Based on the above experimental findings, along with previous mechanistic insights,[37‒39, 74, 83] a mechanism for this regioselective cobalt-catalyzed difluoroalkylarylation of alkenes has been proposed as shown in Scheme 10. The reduction of the precatalyst CoBr2 with arylzinc pivalates forms the catalytically active Co(I)-species (A), which reduces difluoroalkyl bromides (1) by SET and generates difluoroalkyl radical B, then followed by a facile radical addition of B into olefins (2) to afford a secondary alkyl radical species, along with subsequent rapid trapping with LnCo(II)XBr (X = Br) into intermediate C, which undergoes transmetalation with ArZnOPiv (3) to lead to the organocobalt(III) species D. Subsequent reductive elimination finally delivers the difluoroalkylarylated product and regenerate the active cobalt(I)-catalyst (path a). In addition, another possible pathway is that transmetallation of arylzinc pivalates could also occurred after the initial reduction step, thus in situ forming the LnCo(I)X (X = Ar) species as the catalyst to promote the SET process. Radical addition and reductive elimination give rise to the desired products and regenerate the active Co(I)-species (path b).

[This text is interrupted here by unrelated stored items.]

Issue #3269, opened 2024-03-12
Better error message when running wallet commands without server running in the background


casey:

raphjaph:
Closed by #3272

Issue #3263, opened 2024-03-11
bug: Unable to create a reception address


starker-xp:
versions :
windows 11 prox64
btc cli 25.0
ord 0.16.0-rc1

rpc.conf
```cnf

##
## bitcoin.conf configuration file. Lines beginning with # are comments.
##
daemon=0
regtest=1

listen=1

# JSON-RPC options (for controlling a running Bitcoin/bitcoind process)

#rpcport=8332

# server=1 tells Bitcoin-Qt and bitcoind to accept JSON-RPC commands
server=1
#prune=5500
txindex=1
datadir=H:\btc\data

fallbackfee=0.000002
minrelaytxfee=0.000002
```

bitcoind -conf="H:\btc\rpc.conf"
bitcoin-cli -conf="H:\btc\rpc.conf" createwallet dev
bitcoin-cli -conf="H:\btc\rpc.conf" generatetoaddress 101 $(bitcoin-cli -conf="H:\test\rpc.conf" -rpcwallet=dev getnewaddress)

ord -r --cookie-file "H:\test\data\regtest\.cookie" wallet --name=ord_dev create

ord -r --cookie-file "H:\test\data\regtest\.cookie" wallet --name=ord_dev receive
```sh
thread 'main' panicked at src\wallet.rs:112:54:
called `Result::unwrap()` on an `Err` value: ParseIntError { kind: InvalidDigit }
note: run with `RUST_BACKTRACE=1` environment variable to display a backtrace
```

raphjaph:
Did you start the `ord server`?

The new wallet requires running it in parallel

raphjaph:
Added a warning in #3272

PR #3272, opened 2024-03-12
refactor: better error message with without server running

bingryan:
## Description

add better error log for `ord server` is not running

## Related Issue

Related #3263 #3269


raphjaph (approved):
looks good! Simplified it a bit

PR #3289, opened 2024-03-14
Return effective content type in JSON API.

### LINKED ISSUE #3055: Delegator/delegate content type mismatch
When an inscription has a delegate, the content and preview endpoints are served with the delegate's mime type, as one would expect.

However, the delegating inscription's details page shows the mime type corresponding to the inscription itself which, while technically correct, doesn't tell the whole tale. It might be prudent to show the mime type of the inscription whose content is actually being returned, possibly alongside the inscription's own mime type.

arik-so:
For inscriptions with delegates, the content type of the underlying delegate should be exposed. Fixes #3055.


raphjaph (approved):
LGTM!

PR #3301, opened 2024-03-17
Allow multiple delegates.

arik-so:
This PR modifies server behavior to return the content of the first delegate it finds, absent which it returns the inscription's own content.

https://github.com/ordinals/ord/issues/4114

### DIFF
--- a/src/api.rs
+++ b/src/api.rs
@@ -118,7 +118,7 @@ pub struct InscriptionRecursive {
   pub charms: Vec<Charm>,
   pub content_type: Option<String>,
   pub content_length: Option<usize>,
-  pub delegate: Option<InscriptionId>,
+  pub delegates: Vec<InscriptionId>,
   pub fee: u64,
   pub height: u32,
   pub id: InscriptionId,
--- a/src/index.rs
+++ b/src/index.rs
@@ -2087,16 +2087,14 @@ impl Index {
       Charm::Lost.set(&mut charms);
     }
 
-    let effective_mime_type = if let Some(delegate_id) = inscription.delegate() {
-      let delegate_result = self.get_inscription_by_id(delegate_id);
-      if let Ok(Some(delegate)) = delegate_result {
-        delegate.content_type().map(str::to_string)
-      } else {
-        inscription.content_type().map(str::to_string)
-      }
-    } else {
-      inscription.content_type().map(str::to_string)
-    };
+    let effective_mime_type = inscription
+      .delegates()
+      .iter()
+      .find_map(|delegate| self.get_inscription_by_id(*delegate).unwrap_or(None))
+      .as_ref()
+      .unwrap_or(&inscription)
+      .content_type()
+      .map(str::to_string);
 
     Ok(Some((
       api::Inscription {
--- a/src/index.rs
+++ b/src/index.rs
@@ -2426,7 +2426,7 @@ mod tests {
     {
       let context = Context::builder().build();
       context.mine_blocks(1);
-      let txid = context.core.broadcast_tx(template.clone());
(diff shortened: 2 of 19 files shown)


src/subcommand/server.rs
```diff
@@ -1287,11 +1287,14 @@ impl Server {
...
-        inscription = index
-          .get_inscription_by_id(delegate)?
-          .ok_or_not_found(|| format!("delegate {inscription_id}"))?
-      }
+      // return the first inscription where the delegate exists
+      // probably worth considering some sort of limitation to mitigate "DoSability"
+      let inscription_override = inscription
+        .delegates()
+        .iter()
+        .find_map(|delegate| index.get_inscription_by_id(*delegate).unwrap_or(None));
```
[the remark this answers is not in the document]
cryptocj: Can we add a length number to avoid the Dos concern?
And extract a function to remove the repeat code below.
```rust
fn find_inscription<'a>(delegates: &'a [usize], index: &'a Index, max_length: usize) -> Option<&'a Inscription> {
    delegates
        .iter()
        .take(max_length)
        .find_map(|delegate| index.get_inscription_by_id(*delegate).unwrap_or(None))
}

// Usage
let inscription_override = find_inscription(inscription.delegates(), &index, max_length);
```

raphjaph:
For reference #4114

src/index.rs
```diff
@@ -2087,16 +2087,14 @@ impl Index {
...
-      } else {
-        inscription.content_type().map(str::to_string)
-      }
-    } else {
-      inscription.content_type().map(str::to_string)
-    };
+    let effective_mime_type = inscription
+      .delegates()
+      .iter()
+      .find_map(|delegate| self.get_inscription_by_id(*delegate).unwrap_or(None))
```
casey, line 2093: We should handle the error here instead of using `unwrap_or`.

src/subcommand/server.rs
```diff
@@ -1583,11 +1583,12 @@ impl Server {
...
 
-      if let Some(delegate) = inscription.delegate() {
-        inscription = index
-          .get_inscription_by_id(delegate)?
-          .ok_or_not_found(|| format!("delegate {inscription_id}"))?
-      }
+      let inscription_override = inscription
+        .delegates()
+        .iter()
+        .find_map(|delegate| index.get_inscription_by_id(*delegate).unwrap_or(None));
```
casey, line 1589: We should handle the error here instead of using `unwrap_or`. All errors must be handled >:]

src/subcommand/server.rs
```diff
@@ -1707,11 +1708,12 @@ impl Server {
...
```
casey, line 1714: Handle errors.

casey (changes requested):
Seems mostly reasonable to me! We should always handle errors instead of doing `unwrap_or`, or some other suppression.

I think we should impose a limit of 100 delegates, and any delegates after are just ignored. I can't imagine someone needing more, and it's more painful to add a restriction later than to relax a restriction.

src/api.rs
```diff
@@ -118,7 +118,7 @@ pub struct InscriptionRecursive {
   pub charms: Vec<Charm>,
   pub content_type: Option<String>,
   pub content_length: Option<usize>,
-  pub delegate: Option<InscriptionId>,
+  pub delegates: Vec<InscriptionId>,
```
raphjaph, line 121: We cannot change the return type since it's a recursive endpoint. We'll have to return the effective delegate here instead in an `Option<InscriptionId>`.

casey:

arik-so:
Thanks, Casey! And no worries, it used antiquated authorship mechanics anyway.

PR #3325, opened 2024-03-19
Invalid runestones are cenotaphs

casey:


raphjaph (approved):

jerryfane:
What was wrong with the term "Burn"?

casey:
Because "burn" is used as a term for "burning bitcoin" or "burning runes". Here, cenotaph is type of runestone, which in addition to other things, burns input runes.

PR #3329, opened 2024-03-19
Handle previous_output store is not exists

lugondev:


lugondev:
yeh, could @raphjaph  review this PR for me?

lugondev:
@casey thankss

casey:
This is not currently the way to fix this. The bug here is that we aren't processing transactions before `Chain::first_rune_height`, which we need to do, instead of just suppressing the bug.

Issue #3318, opened 2024-03-19
Rune gambling


casey:
Use block hash as a source of randomness. Huge concern is miners being able to manipulate bets by grinding favorable block hashes. A possible mitigation for that is to make the bet in block N and resolve the bet in block M > N.

Gambling could be simple odds, i.e., double or nothing, or a form of collaborative betting where runes are assigned to a random output of the transaction, which was @sondotpin's idea.

cryptoni9n:
some gambol ideas:

**standard flip/war** (_2 player_): some number of runes are locked into bet by each party (can be x for x, or  x for y).   Variations could be flagged for best 2 out of 3, allow double or nothing, and so on.  Flip would then assign a random number 1-10 to each party - high number wins the rune pot and is assigned total output for bet resolution.

> **example 1**: Player 1 bets 2 UNCOMMON.GOODS and Player 2 bets 2 UNCOMMON.GOODS.  Flip initiates and assigns Player 1 the value `5` and Player 2 is assigned the value `7`.  Player 2 wins the pot and wins total of 4 UNCOMMON.GOODS (2 from Player 1, and 2 that he put into the pot himself)

> **example 2**: Player 1 bets 2 UNCOMMON•GOODS and Player 2 bets 20,000 GAME•WORLD•COIN.  Flip initiates and assigns Player 1 the value `5` and Player 2 is assigned the value `2`.  Player 1 wins the pot and wins total of 2 UNCOMMON.GOODS and 20,000 GAME•WORLD•COIN.

**BTC price bet (1-many):** bet creator bets Y runes that BTC/USD price will or will not break X by block height Z, according to some designated and agreed upon source of truth.  Bet creator would specify a TTL block  height that keeps the bet open for the takers to participate by.  Prior to TTL height, the Taker would take opposite side and need to match the rune bet with a like and in kind rune stack.  Can be configured to accept one or more takers per bet instantiation, depending on initial bet configuration and rune total posted.  If no takers by TTL height, bet closes and runes are returned to bet creator.

[...]

PR #3330, opened 2024-03-19
Add randomness ouput

lugondev:
Rune gambling #3318 
@casey this is my solution


casey:
Thanks for the PR! We're not ready to consider adding this yet, and the design is still uncertain. In particular, I have concerns that a simple implementation would be trivially gamable by miners.

PR #3339, opened 2024-03-22
Allow runestone to be deserialized from json

emilcondrea:
Allow runestone to be deserialized from json.

This would be super-helpful intermediary step until we get a separate library for encoding/decoding payloads.

@casey @raphjaph , I know there are some versions of these that are already deserializable and used by the wallet(eg. wallet/inscribeetch.rs), but if wallet does not expose customization for some fields, they will not be included there. This is needed for protocol convertors, to actually have the exact same structures.


emilcondrea:
Thanks for merging this!

Issue #3030, opened 2024-01-18
Add charms to /sat page


casey:
Many charms are based on the sat, so we should display them on the sat page. Rare, uncommon, coin, block 9, etc.

PR #3340, opened 2024-03-22
Add sat related charms to /sat page

markovichecha:
Added sat based charms to the /sat page. Resolves: #3030 

Also made a minor tweak in forbid.sh to handle the silent failure when ripgrep is missing.


markovichecha:
@casey thanks for looking into my PR, what are your thoughts on doing something like that instead of using u16?
 
`#[derive(Debug, Clone, PartialEq, Eq, Default)]
pub(crate) struct Charms(pub u16);

impl Charms {
  pub(crate) fn new() -> Self {
    Self(0)
  }

  pub(crate) fn set(&mut self, charm: Charm) -> Charms {
    self.0 |= 1 << charm as u16;

    self.clone()
  }

  pub(crate) fn is_set(&self, charm: Charm) -> bool {
    self.0 & (1 << charm as u16) != 0
  }

  pub(crate) fn is_empty(&self) -> bool {
    self.0 == 0
  }

  pub(crate) fn unset(&mut self, charm: Charm) -> Charms {
    self.0 &= !(1 << charm as u16);

    self.clone()
  }

  pub(crate) fn iter(&self) -> impl Iterator<Item = Charm> + '_ {
    Charm::ALL
      .iter()
      .copied()
      .filter(move |&charm| self.is_set(charm))
  }
}`

markovichecha:
@casey thanks for looking into PR, what are your thoughts on something like that instead of using u16? https://gist.github.com/markovichecha/03f491c990520bc5988175fdd2b0a11d

casey:
Thanks for the PR! I changed some stuff, since I wanted to serialize `Charm`s directly, instead of converting to strings, as well as add charm for the mythic sat, which didn't previously have one, because charms were only displayed for inscriptions.

casey:
> @casey thanks for looking into PR, what are your thoughts on something like that instead of using u16? https://gist.github.com/markovichecha/03f491c990520bc5988175fdd2b0a11d

This looks great, free free to open a PR!

PR #3341, opened 2024-03-22
Update redb dependency to 2.0.0

cberner:
I implemented this while testing the new redb release, so figured I'd send the PR. Please note that the file format is not backwards compatible, so you'll want to add some upgrade logic if you need it to be backwards compatible.


casey:
Excellent PR! Look at those lifetimes disappear!

PR #235, opened 2023-07-03
3.13.x fix cached pattern bugs

### LINKED ISSUE #233: Date/Time selects helpers __invoke args may have no effect
As explained in the issue title we can call for invoke `FormDateTimeSelect.` with a few arguments:
```php
    public function __invoke(
        ?ElementInterface $element = null,
        int $dateType = IntlDateFormatter::LONG,
        int $timeType = IntlDateFormatter::LONG,
        ?string $locale = null
    ) {
   //...
```

but in doing that `getPattern()` is called internally which result is cached to the internal property `pattern` with the values for dateType, timeType and locale of its first call.
https://github.com/laminas/laminas-form/blob/d20ba468fad89a23e68ed679b6b827543e166afa/src/View/Helper/FormDateTimeSelect.php#L180

We should either remove the cache property (from the base abstract helper) or stale/reset its value to `null` when calling either `setDateType()` or `setTimeType()` or `setLocale()`.

This affects all `AbstractFormDateSelect` descendants, namely: `FormMonthSelect`, `FormDateSelect` and `FormDateTimeSelect`

This also affects calling `render()` after calling `setDateType()` or `setTimeType()` or `setLocale()`, as the internal pattern is cached during the 1st rendering call with the values of `$dateType`, `$timeType`, `$locale` at that time.

pine3ree:
Fix for https://github.com/laminas/laminas-form/issues/233

(We could also move the assignments inside the conditionals, as the assignment makes sense if the value is changed)

### DIFF
--- a/src/View/Helper/AbstractFormDateSelect.php
+++ b/src/View/Helper/AbstractFormDateSelect.php
@@ -123,6 +123,10 @@ abstract class AbstractFormDateSelect extends AbstractHelper
             $dateType = IntlDateFormatter::LONG;
         }
 
+        if ($this->dateType !== $dateType) {
+            $this->pattern = null;
+        }
+
         $this->dateType = $dateType;
 
         return $this;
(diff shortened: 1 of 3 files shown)


Slamdunk (approved):
Thank you very much :ship:

Issue #236, opened 2023-07-03
IntlDateFormatter::SHORT is not handled correctly by date-time select helper


pine3ree:
The helper assumes that any parsed date-time pattern returns  an array with a `second` key:
https://github.com/laminas/laminas-form/blob/d20ba468fad89a23e68ed679b6b827543e166afa/src/View/Helper/FormDateTimeSelect.php#L107

pine3ree:
There are a couple of solution for this:
1. Always use the long format for time (Removing setter and arguments BC) and use `shouldShowSeconds`
2. Set `shouldShowSeconds` to false if `$pattern['second']` is not set, moving all related parts inside the conditional
   https://github.com/laminas/laminas-form/blob/d20ba468fad89a23e68ed679b6b827543e166afa/src/View/Helper/FormDateTimeSelect.php#L132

We were also pleased to find that this cobalt-catalyzed difluoroalkylarylation can be easily scaled up to gram level. Under the optimized reaction conditions, the difluoroalkylarylated product 90 was afforded with high efficacy (65% yield, Scheme 10a). Finally, we further demonstrated the synthetic potential of this cobalt-catalyzed difluoroalkyarylation strategy through the late-stage modification of the obtained difluoroalkylarylated products. For example, the resulting N-morpholino amide 90 can be readily converted into various ketones by treating with Grignard reagents, thus furnishing the products 92a‒b in moderate yields. Moreover, the reduction of the ester group of substrate 4 by using NaBH4 provides the corresponding alcohol 93, which readily undergoes various derivatization (Scheme 11b).